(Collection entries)
####
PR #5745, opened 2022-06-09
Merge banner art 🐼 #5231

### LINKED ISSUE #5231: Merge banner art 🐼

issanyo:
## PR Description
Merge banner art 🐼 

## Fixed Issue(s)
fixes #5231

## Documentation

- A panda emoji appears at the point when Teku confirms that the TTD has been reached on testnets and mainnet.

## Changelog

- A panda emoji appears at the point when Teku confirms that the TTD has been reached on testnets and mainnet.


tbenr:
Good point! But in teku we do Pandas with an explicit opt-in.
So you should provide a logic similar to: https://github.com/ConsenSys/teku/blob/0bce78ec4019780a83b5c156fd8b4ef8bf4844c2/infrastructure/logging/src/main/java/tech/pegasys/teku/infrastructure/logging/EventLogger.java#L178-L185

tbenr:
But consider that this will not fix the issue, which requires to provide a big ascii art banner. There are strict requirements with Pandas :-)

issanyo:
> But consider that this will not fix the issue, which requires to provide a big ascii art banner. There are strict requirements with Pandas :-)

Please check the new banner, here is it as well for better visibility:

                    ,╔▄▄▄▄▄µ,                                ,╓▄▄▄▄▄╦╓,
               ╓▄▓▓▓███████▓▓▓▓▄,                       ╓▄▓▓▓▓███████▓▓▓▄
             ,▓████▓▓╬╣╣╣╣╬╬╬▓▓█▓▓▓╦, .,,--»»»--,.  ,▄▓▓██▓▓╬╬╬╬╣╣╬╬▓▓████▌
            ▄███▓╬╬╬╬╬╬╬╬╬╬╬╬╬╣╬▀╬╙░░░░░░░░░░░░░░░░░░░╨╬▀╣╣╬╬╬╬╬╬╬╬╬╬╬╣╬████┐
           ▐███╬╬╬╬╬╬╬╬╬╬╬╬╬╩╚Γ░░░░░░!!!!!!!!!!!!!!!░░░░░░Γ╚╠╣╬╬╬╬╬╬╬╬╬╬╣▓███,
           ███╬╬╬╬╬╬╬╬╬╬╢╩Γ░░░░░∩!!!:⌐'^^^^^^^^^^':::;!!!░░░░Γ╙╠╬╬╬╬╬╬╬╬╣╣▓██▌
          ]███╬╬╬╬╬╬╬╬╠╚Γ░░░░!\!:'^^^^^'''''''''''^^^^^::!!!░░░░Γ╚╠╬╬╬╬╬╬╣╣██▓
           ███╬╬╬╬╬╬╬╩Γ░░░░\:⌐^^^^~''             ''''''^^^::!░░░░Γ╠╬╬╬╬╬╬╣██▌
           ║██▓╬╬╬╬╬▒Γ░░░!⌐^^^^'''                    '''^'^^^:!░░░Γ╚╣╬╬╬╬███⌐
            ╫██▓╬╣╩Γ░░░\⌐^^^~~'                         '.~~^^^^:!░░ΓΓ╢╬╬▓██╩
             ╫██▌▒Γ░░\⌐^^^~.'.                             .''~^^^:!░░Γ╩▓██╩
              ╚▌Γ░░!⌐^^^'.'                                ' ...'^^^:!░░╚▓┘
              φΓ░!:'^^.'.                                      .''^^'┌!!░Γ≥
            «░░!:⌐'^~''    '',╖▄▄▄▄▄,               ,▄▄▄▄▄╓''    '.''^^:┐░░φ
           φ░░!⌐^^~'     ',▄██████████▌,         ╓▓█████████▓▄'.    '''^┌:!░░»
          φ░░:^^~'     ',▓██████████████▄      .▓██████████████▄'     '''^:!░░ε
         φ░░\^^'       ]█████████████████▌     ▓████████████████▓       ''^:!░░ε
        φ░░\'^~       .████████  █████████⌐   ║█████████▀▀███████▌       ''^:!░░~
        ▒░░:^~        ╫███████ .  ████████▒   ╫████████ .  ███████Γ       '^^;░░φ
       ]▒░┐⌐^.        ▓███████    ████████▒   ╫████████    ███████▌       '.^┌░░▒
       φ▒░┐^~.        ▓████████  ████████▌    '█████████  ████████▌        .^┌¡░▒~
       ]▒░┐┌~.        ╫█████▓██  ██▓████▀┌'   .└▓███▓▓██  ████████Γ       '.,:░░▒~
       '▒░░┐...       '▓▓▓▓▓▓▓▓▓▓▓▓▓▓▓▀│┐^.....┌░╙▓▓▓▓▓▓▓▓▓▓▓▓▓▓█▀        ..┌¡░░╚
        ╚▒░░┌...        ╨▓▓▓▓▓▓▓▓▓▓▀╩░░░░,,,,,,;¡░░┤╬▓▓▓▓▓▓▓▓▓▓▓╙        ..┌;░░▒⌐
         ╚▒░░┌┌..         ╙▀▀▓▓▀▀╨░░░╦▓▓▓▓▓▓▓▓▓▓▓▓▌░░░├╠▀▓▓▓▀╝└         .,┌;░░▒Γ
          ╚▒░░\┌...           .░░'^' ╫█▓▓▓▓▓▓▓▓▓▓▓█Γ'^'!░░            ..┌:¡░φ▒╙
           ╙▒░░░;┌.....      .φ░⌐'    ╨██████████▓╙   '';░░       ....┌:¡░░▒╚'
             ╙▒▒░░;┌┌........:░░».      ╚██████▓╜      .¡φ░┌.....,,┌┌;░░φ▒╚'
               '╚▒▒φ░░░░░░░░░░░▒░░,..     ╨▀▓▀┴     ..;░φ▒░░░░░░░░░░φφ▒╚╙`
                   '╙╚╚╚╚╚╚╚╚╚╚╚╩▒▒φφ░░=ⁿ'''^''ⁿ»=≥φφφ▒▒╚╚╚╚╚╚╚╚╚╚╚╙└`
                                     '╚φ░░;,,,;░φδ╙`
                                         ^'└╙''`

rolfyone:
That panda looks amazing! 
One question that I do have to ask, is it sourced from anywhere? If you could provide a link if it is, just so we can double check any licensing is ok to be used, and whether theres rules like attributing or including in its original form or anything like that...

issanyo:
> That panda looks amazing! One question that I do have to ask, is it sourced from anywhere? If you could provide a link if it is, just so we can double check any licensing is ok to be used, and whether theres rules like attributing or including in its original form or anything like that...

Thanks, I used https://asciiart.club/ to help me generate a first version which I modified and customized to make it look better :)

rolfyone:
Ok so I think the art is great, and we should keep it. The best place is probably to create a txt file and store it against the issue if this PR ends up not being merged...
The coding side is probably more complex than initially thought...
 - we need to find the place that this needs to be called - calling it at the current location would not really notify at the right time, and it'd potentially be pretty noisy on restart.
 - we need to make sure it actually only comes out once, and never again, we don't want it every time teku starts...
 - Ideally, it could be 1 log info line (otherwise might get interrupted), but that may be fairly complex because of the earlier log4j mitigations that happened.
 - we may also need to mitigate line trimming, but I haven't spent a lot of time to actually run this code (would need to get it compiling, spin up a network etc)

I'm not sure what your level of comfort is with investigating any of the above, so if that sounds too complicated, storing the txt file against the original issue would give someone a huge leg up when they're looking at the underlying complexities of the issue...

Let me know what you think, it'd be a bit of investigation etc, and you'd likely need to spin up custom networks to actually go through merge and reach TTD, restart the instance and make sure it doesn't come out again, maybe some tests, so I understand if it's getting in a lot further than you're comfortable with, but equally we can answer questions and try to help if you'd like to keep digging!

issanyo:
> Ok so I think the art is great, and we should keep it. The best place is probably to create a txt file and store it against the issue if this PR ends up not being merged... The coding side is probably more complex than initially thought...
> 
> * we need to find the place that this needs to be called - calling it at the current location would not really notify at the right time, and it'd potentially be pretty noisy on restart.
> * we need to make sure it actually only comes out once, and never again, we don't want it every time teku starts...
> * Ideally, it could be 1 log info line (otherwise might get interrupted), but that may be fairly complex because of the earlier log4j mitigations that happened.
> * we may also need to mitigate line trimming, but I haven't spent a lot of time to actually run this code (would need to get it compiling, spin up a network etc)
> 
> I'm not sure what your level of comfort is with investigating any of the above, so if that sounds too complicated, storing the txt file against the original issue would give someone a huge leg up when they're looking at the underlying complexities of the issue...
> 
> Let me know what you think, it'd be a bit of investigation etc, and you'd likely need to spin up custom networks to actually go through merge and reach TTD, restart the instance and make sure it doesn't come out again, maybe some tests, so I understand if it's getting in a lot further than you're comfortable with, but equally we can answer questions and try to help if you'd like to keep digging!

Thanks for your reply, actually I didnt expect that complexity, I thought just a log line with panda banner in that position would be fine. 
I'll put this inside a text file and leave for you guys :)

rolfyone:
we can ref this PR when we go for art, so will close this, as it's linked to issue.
####
### [Your assignment]
Each line of the entries holding the string "interrupted" should be found and copied.

### [Task answer]
 - Ideally, it could be 1 log info line (otherwise might get interrupted), but that may be fairly complex because of the earlier log4j mitigations that happened.
> * Ideally, it could be 1 log info line (otherwise might get interrupted), but that may be fairly complex because of the earlier log4j mitigations that happened.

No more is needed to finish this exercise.